# PICS OF Tonka (15 month old Male Samoyed, and Smooch, 11.5 yr. old Golden Retriever



## CAROLINA MOM (May 12, 2009)

Tonka is really beautiful Karen. He's grown up to be a big boy. Cute seeing him with Smooch.


----------



## Debles (Sep 6, 2007)

Darling pics Karen! So glad your girls are BFF's!


----------



## Cathy's Gunner (Dec 4, 2008)

They sure look like best buds. Thanks for sharing.


----------



## Karen2 (Jan 5, 2009)

Smooch and Tonka are beautiful!
Glad they are pals.
Karen


----------



## Karen519 (Aug 21, 2006)

*Thank you*

Thank you, I am a PROUD MOM!!

Debles: Tonka is a male and Smooch is a female, so they are either boyfriend and girlfriend, or brother and sister!!!!


----------



## C's Mom (Dec 7, 2009)

I love Smooches expression in the first pic "What ever do you want?"
Tonka sure has grown and he is just beautiful. They look like they've been together forever.


----------



## Ranger (Nov 11, 2009)

Aw, what adorable pics!
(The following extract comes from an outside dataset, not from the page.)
PR #305, opened 2024-05-27
ci(docs): Added broken link detection to docs deploy workflow

tylwright:
This should add a broken link detection step to the docs deployment workflow.  In the background, it's really using [Muffet](https://github.com/raviqqe/muffet) and doing this:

Their expressions are so complementary to each other and Smooch is just darling!


----------



## msdogs1976 (Dec 21, 2007)

Wow......snow white and fluffy. Good pics.


----------



## LifeOfRiley (Nov 2, 2007)

My goodness, Tonka is just simply gorgeous! 
And Smooch is looking good, as always. What a pretty girl.


----------